[Opening DATA EXTRACTS section]

PR #367, opened 2018-12-07
serialdriver: ignore SET_CONTROL answers when using rfc2217

lrntplc:
When using non compliant servers we may get a "ValueError: remote
rejected value for option 'control'" exception.

However, since Labgrid is not using HW flow control at all, we can
safely ignore the SET_CONTROL responses.

According to pyserial documentation, this can be achieved by adding the
'ign_set_control' option in the rfc2217 URL.

Signed-off-by: Laurentiu Palcu <laurentiu.palcu@nxp.com>


jluebbe:
Thanks for the contribution, @lrntplc!

PR #374, opened 2019-01-11
Pr/20190109 enable dependency managing through pipenv

kkreitmair:
**Description of feature**
The pull request will add the Files **Pipfile** and **Pipfile.lock**. This one are needed for handling dependency management through **pipenv**.
Through the pinned dependency's and subdependency's, as you can see in Pipfile.lock, it is possiblie to get a reproducible installation of labgrid.
Reproducible installations is useful for developing environments or deployment of labgrid.

Everything about pipenv can be read [here](https://pipenv.readthedocs.io/en/latest/).

The **current requirements.txt** files can be kept or fully removed.

**Verifying the functionality:**
```
// Requires
$ apt-get install python3 python3-pip
$ pip3 install pipenv

// after cloning labgrid project
$ cd labgrid
$ pipenv install
$ pipenv run labgrid-client

// To install dev-packages
$ pipenv install --dev
$ pipenv run crossbar -h
```
**Common general Workflow with pipenv**
```
$ pipenv --three  // generating an virtual environment for python3
$ pipenv install <package> // installing it to virtual environment
$ pipenv shell // enterning virtual environment
// use installed packages
// if everything is fine then
$ pipenv lock  // for generate Pipfile.lock (file with pinned dependencies)
$ pipenv exit // leaving the virtual environment
```
**Special handlings for labgrid project**
-  optional dependencies
   Uncomment the dependencies you need  (like onewire) in section packages of Pipfile and than run:
   ```
   $ pipenv install
   $ pipenv lock
   ```
-  not needed dev dependencies
   Comment out the dependencies you need (like sphinx) in section dev-packages of Pipfile and than run:
   ```
   $ pipenv install
   $ pipenv lock
   ```
- generating deb-requirements.txt for dh_virtualenv
  Uncomment the dependencies in section packages of Pipfile and than run:
   ```
   $ pipenv lock -r --dev > deb-requirements.txt
   ```
- installing everything for travis
  Travis dependencies were included to dev-packages section of Pipfile
   ```
   $ pipenv install --dev
   ```

**Open Questions**
- Where to put the documentation of it?

**Checklist**
- [ ] Tests for the feature 

- [x] PR has been tested

### DIFF
--- a/Pipfile
+++ b/Pipfile
@@ -1,0 +1,41 @@
+[[source]]
+url = "https://pypi.org/simple"
+verify_ssl = true
+name = "pypi"
+
+[dev-packages]
+coveralls = ">=1.3.0"
+codecov = ">=2.0.15"
+pytest-cov = "==2.6.1"
+pytest-isort = "==0.2.1"
+pytest-mock = "==1.10.0"
+pytest-pylint = "==0.13.0"
+pytest-runner = "==4.2"
+pytest-dependency = "==0.4.0"
+yapf = "==0.25.0"
+docutils = "==0.14"
+graphviz = "==0.10.1"
+Sphinx = "==1.8.3"
+sphinx_rtd_theme = "==0.4.2"
+
+[packages]
+attrs = "==18.2.0"
+pexpect = "==4.6"
+pyserial = {git = "https://github.com/labgrid-project/pyserial.git", ref="v3.4.0.1", editable=true}
+pytest = "==4.0.2"
+pyudev = "==0.21.0"
+requests = "==2.21.0"
+xmodem = "==0.4.5"
+autobahn = "==18.12.1"
+ansicolors = "==1.1.8"
+"Jinja2" = "==2.10"
+PyYAML = "==3.13"
+labgrid = {editable = true, path = "."}
+pyModbusTCP = "==0.1.8"
+setuptools = ">=38.0.0"
+crossbar = "==18.12.1"
+idna = "==2.5"
+onewire = "==0.2"
+pysnmp = "==4.4.8"
+pysnmp-mibs = "==0.1.6"
+xenavalkyrie = "==1.2.1"
--- a/Pipfile.lock
+++ b/Pipfile.lock
@@ -1,0 +1,1187 @@
+{
+    "_meta": {
+        "hash": {
+            "sha256": "c86acceaaba52e9abedf42702af631136c13418ff6d81ea28c6361fe6ec59a47"
+        },
+        "pipfile-spec": 6,
+        "requires": {},
+        "sources": [
+            {
+                "name": "pypi",
+                "url": "https://pypi.org/simple",
+                "verify_ssl": true
+            }
+        ]
+    },
+    "default": {
+        "ansicolors": {
+            "hashes": [
+                "sha256:00d2dde5a675579325902536738dd27e4fac1fd68f773fe36c21044eb559e187",
+                "sha256:99f94f5e3348a0bcd43c82e5fc4414013ccc19d70bd939ad71e0133ce9c372e0"
+            ],
+            "index": "pypi",
+            "version": "==1.1.8"
+        },
+        "argh": {
+            "hashes": [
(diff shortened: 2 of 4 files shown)


Emantor:
According to pypa/pipenv#3167 and pypa/pipenv#2729, pipenv currently does not support multiple package lists. In you current PR, this is done by modifying the pipenv file, which is not a good solution to the problem.
So the discussion is either whether we should remove the optional dependencies or wait for pipenv to implement support.

Emantor:
I think its fine to include all dependencies.

kkreitmair:
Fine.
In which sections do you think this should be documented?
In my opinion it should appear in **Getting Started** and **Development** section nearby the conventional installation sections.
Do you find a section helpful, which will describe the update workflow for the Pipfiles? Should such a section be integrated in the Development section?

jluebbe:
I think we'll need to keep the requirements files at least for some time. The dh_virtualenv-based Debian packages use them and dh-pipenv is not available in Debian yet.

If you think this is useful even if we keep both in parallel, I'm fine with add pipenv support.

> Fine.
> In which sections do you think this should be documented?
> In my opinion it should appear in **Getting Started** and **Development** section nearby the conventional installation sections.
> Do you find a section helpful, which will describe the update workflow for the Pipfiles? Should such a section be integrated in the Development section?

I'd prefer that in the development section. Maybe with a pointer from getting started.

Pipfile
```diff
@@ -0,0 +1,50 @@
+[[source]]
+url = "https://pypi.org/simple"
+verify_ssl = true
+name = "pypi"
+
+[requires]
+python_version = "3.5"
```
jluebbe: Does this need a >=?

Pipfile
```diff
@@ -0,0 +1,50 @@
...
+crossbar = "==18.12.1"
+idna = "==2.5"
+onewire = "==0.2"
+pysnmp = "==4.4.6"
+pysnmp-mibs = "==0.1.6"
+xenavalkyrie = "==1.1.2"
+graphviz = "==0.8.4"
+Sphinx = "==1.8.1"
+sphinx_rtd_theme = "==0.4.1"
+pyModbusTCP = "==0.1.7"
```
jluebbe: crossbar, idna, onewire, pysnmp(-mibs), xenavalkyrie and pyModbusTCP are normal dependencies.

Pipfile
```diff
@@ -0,0 +1,50 @@
...
+attrs = "==17.4.0"
+pexpect = "==4.6"
+pyserial = {git = "https://github.com/labgrid-project/pyserial.git", ref="v3.4.0.1", editable=true}
+pytest = "==4.0.2"
+pyudev = "==0.21.0"
+requests = "==2.19.1"
+xmodem = "==0.4.5"
+autobahn = "==18.12.1"
+ansicolors = "==1.1.8"
+"Jinja2" = "==2.10"
```
jluebbe: Is there a reason why Jinja2 is quoted?

Pipfile
```diff
@@ -0,0 +1,50 @@
...
+PyYAML = "==3.13"
+"e1839a8" = {editable = true, path = "."}
```
jluebbe: What is the meaning of this "magic" name?

Pipfile
kkreitmair: Pipenv pins every dependency so does the Python version. If this doesn't fit our requirements, we have to remove the **[requires]** section. For now it is not supported by pipenv to specify a range of Python versions.

Pipfile
kkreitmair: Ok. I will change this.

Pipfile
kkreitmair: This is automatically generated by pipenv. I don't know wy this is needed.

Pipfile
kkreitmair: The magic name is automatically generated by pipenv for the labgrid project dependency. For better readability, i will change this to labgrid.

kkreitmair:
Sorry. I had some problems with git.

Emantor (dismissed):
LGTM

Emantor:
We are fine with using requirements, thanks for the effort put into this, we'll stick with requirements for now.

PR #376, opened 2019-01-15
linting: several small improvements, deprecation fix, indentation fix

Bastian-Krause:
**Description**
Usual mix of linting fixes (nothing to worry about), a fix for the deprecated load_module() and an indentation fix (introduced by #354, c47fef7).

**Checklist**
- [x] PR has been tested


labgrid/util/ssh.py
```diff
@@ -298,18 +299,18 @@ def _check_external_master(self):
         if check == 0:
             self._logger.debug("Found existing control socket")
             return True
-        elif b"No such file or directory" in stdout:
+        if b"No such file or directory" in stdout:
```
jluebbe: This and the following change should be in one of the other commits.

Bastian-Krause: Right, I must have messed up here :/

Bastian-Krause:
Force-pushed:
- moved lazy-logging modification to the correct commit
- moved fix for no-else-return indication to correct commit

PR #379, opened 2019-01-19
LED testing via sysfs

metux:
The driver uses CommandProtocol to run shell commands and checks the results.

* get_brightness(name, val):

    read back the current brightness of given LED

* set_brightness(name, val):

    set the brightness of a specific LED, read back and compare

**Description**

**Checklist**
- [ ] Tests for the feature 

- [ ] PR has been tested

### DIFF
--- a/labgrid/driver/__init__.py
+++ b/labgrid/driver/__init__.py
@@ -25,3 +25,4 @@ from .networkusbstoragedriver import NetworkUSBStorageDriver
 from .resetdriver import DigitalOutputResetDriver
 from .serialdigitaloutput import SerialPortDigitalOutputDriver
 from .xenadriver import XenaDriver
+from .leddriver import LedDriver
--- a/labgrid/driver/leddriver.py
+++ b/labgrid/driver/leddriver.py
@@ -1,0 +1,36 @@
+import attr
+
+from ..factory import target_factory
+from ..protocol import LedProtocol, CommandProtocol
+from .common import Driver
+
+@target_factory.reg_driver
+@attr.s(cmp=False)
+class LedDriver(Driver, LedProtocol):
+    bindings = { "command": CommandProtocol }
+
+    def __attrs_post_init__(self):
+        super().__attrs_post_init__()
+
+    def led_fn(self, name):
+        return "/sys/class/leds/"+name+"/brightness"
+
+    @Driver.check_active
+    def write_brightness(self, name, val):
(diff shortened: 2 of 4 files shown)


jluebbe:
I don't think that this should be a driver, because it doesn't need the integration with the Target, Resources and other Drivers. This way you'd have the disadvantages (needs to be configured in the environment, boilerplate code, unergonomic handling of multiple instances), but don't use the advantages (enabling/disabling based on bindings, multiple alternative implementations of the same protocol, priorities, information about hardware resources).
Instead, it is much simpler to just have set/get_brightness helpers, which can be called with a CommandProtocol implementation and LED name (and a value for set_).

metux:
> I don't think that this should be a driver, because it doesn't need the integration with the Target, Resources and other Drivers. This way you'd have the disadvantages (needs to be configured in the environment, boilerplate code, unergonomic handling of multiple instances), but don't use the advantages (enabling/disabling based on bindings, multiple alternative implementations of the same protocol, priorities, information about hardware resources).

IMHO, the same argument would also apply to InfoProtocol/InfoDriver.

jluebbe:
> IMHO, the same argument would also apply to InfoProtocol/InfoDriver.
Yes, but I didn't see that clearly enough when we merged the InfoDriver. With the experience I have today, I'd prefer to move that functionality into a helper library.

metux:
> > IMHO, the same argument would also apply to InfoProtocol/InfoDriver.
> 
> Yes, but I didn't see that clearly enough when we merged the InfoDriver. With the experience I have today, I'd prefer to move that functionality into a helper library.

hmm, I personally think that such stacked drivers w/ very highlevel functionality are a very good idea.
similar to what we're doing in the kernel - I guess you wouldn't propose dropping the LED subsystem and tell folks to finger w/ raw gpio's directly ;-)

actually, I think the term "LED" might be semantically sub-optimal, as it's also used for generic switches (I've been thinking about an generic switch/relais subsystem, next to the LED subsystem, in the kernel - for more semantic correctness and maybe other features like hold-times, oneshot-triggers, ...).

maybe we could have a more in-depth talk about that: +49-151-27565287

--mtx

Emantor:
Hi, we now have the labgrid-project/labgrid-helper repository to collect these helper functions. The InfoDriver functions have already been ported to this repository and are up for removal in the labgrid core.
I'd like to invite you to contribute your LED testing to the labgrid-helper repository instead.

jluebbe:
This functionality belongs in https://github.com/labgrid-project/labgridhelper.

PR #380, opened 2019-01-21
tests: check that the pytest plugin loads correctly and --help still works

jluebbe:
**Description**

This should catch problems like the one fixed in #377.

**Checklist**
- [x] Tests for the feature 
- [x] PR has been tested


Emantor:
Thanks!

PR #381, opened 2019-01-25
remote/client: let fastboot use driver functions

Emantor:
**Description**
Fix the fastboot client command to use the driver functions which use the ManagedFile.

**Checklist**
- [ ] PR has been tested

### DIFF
--- a/labgrid/remote/client.py
+++ b/labgrid/remote/client.py
@@ -740,6 +740,12 @@ class ClientSession(ApplicationSession):
             drv = AndroidFastbootDriver(target, name=None)
         drv.fastboot.timeout = self.args.wait
         target.activate(drv)
+        if args[0] == 'flash':
+            drv.flash(args[1], args[2])
+            return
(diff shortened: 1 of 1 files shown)


labgrid/remote/client.py
```diff
@@ -740,6 +740,12 @@ def fastboot(self):
             drv = AndroidFastbootDriver(target, name=None)
         drv.fastboot.timeout = self.args.wait
         target.activate(drv)
+        if args[0] == 'flash':
+            drv.flash(args[1], args[2])
+            return
+        if args[0] == 'boot':
+            drv.boot(args[1])
+            return
```
Bastian-Krause: Is there any particular reason for comparing args[0] with 'boot' and 'flash' here again? Can we move getting the driver to start of the method and use the existing ifs instead of comparing again?

jluebbe: I'd prefer to check the arguments before doing things that might fail for other reasons.

PR #384, opened 2019-02-19
docker: coordinator: fix port number

schmidtandreas:
The default port for coordinator, defined in crossbar configuration
file, is 20408.

Signed-off-by: Andreas Schmidt <mail@schmidt-andreas.de>


Emantor:
Thanks!

PR #387, opened 2019-02-27
Allow use of Python3.7 features

trxanga:
Signed-off-by: Anders Gammelgaard <anga@triax.com>

**Description**

Python 3.7 has new asyncio-based features. To use these together with labgrid from within a docker container, it helps to base the container on Python 3.7. This is easy to accomplish if labgrid can use Python 3.7 directly. This seems to be the case already for the tip of master and only needs to be stated explicitly. Besides, the 3.7 version should be used in relevant places - in particular docker. There may be more places, however, than I am aware of.

**Checklist**
Added new tox.ini environment py37 and ``tox -r`` seems to run flawlessly.

Summary for CHANGES.rst file:
- docker images for client, exporter and coordinator will now use Python3.7.

### DIFF
--- a/docker/client/Dockerfile
+++ b/docker/client/Dockerfile
@@ -1,4 +1,4 @@
-FROM python:3.6
+FROM python:3.7
 MAINTAINER eha@deif.com
 
 RUN mkdir -p /opt/labgrid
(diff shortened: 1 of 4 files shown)


Emantor:
@esben are you fine with the python3.7 update?

esben:
Yes :+1:

Emantor:
Thanks!

PR #390, opened 2019-03-01
Modbus coil power driver

schmidtandreas:
**Description**

This PR add power driver for ModbusTCP Coil.

I tested it on WAGO PFC200-8215 PLC with DigitalOutput as ModbusTCP-Client.
- First test was using ModbusTCPCoilPowerDriver in a local test python script.
- Second test was labgrid-client power on/off.

**Checklist**
- [x] Tests for the feature 

- [x] PR has been tested

### DIFF
--- a/CHANGES.rst
+++ b/CHANGES.rst
@@ -6,6 +6,11 @@ New Features in 0.3.0
 - labgrid-client ``write-image`` subcommand: labgrid client now has a
   ``write-image`` command to write images onto block devices.
 
+New and Updated Drivers in 0.3.0
+~~~~~~~~~~~~~~~~~~~~~~~~~~~~~~~~
+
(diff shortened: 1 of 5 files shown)


jluebbe:
Thanks for your contribution, but it'd like to avoid duplicating the code from labgrid/driver/modbusdriver.py in a second driver. You can use the [DigialOutputPowerDriver](https://labgrid.readthedocs.io/en/latest/configuration.html#digitaloutputpowerdriver) to adapt between the ModbusCoilDriver and the PowerProtocol. To use that with labgrid-client, you can provide an environment yaml file to it, so it doesnt' need to autodetect the drivers to use.

schmidtandreas:
Ahhh, ok. Thanks for advise!

PR #394, opened 2019-03-05
driver/shelldriver: fix return None for run_script() and run_script_f…

yukach:
fix invalid returned None value in the run_script() and run_script_file() of driver/shelldriverand.


Emantor:
Thanks!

[Closing DATA EXTRACTS section]

Scan the records above for the word "shown". Show each line in which it appears.

→ **SOLUTION FOR THIS PROBLEM**
(diff shortened: 2 of 4 files shown)
(diff shortened: 2 of 4 files shown)
(diff shortened: 1 of 1 files shown)
(diff shortened: 1 of 4 files shown)
(diff shortened: 1 of 5 files shown)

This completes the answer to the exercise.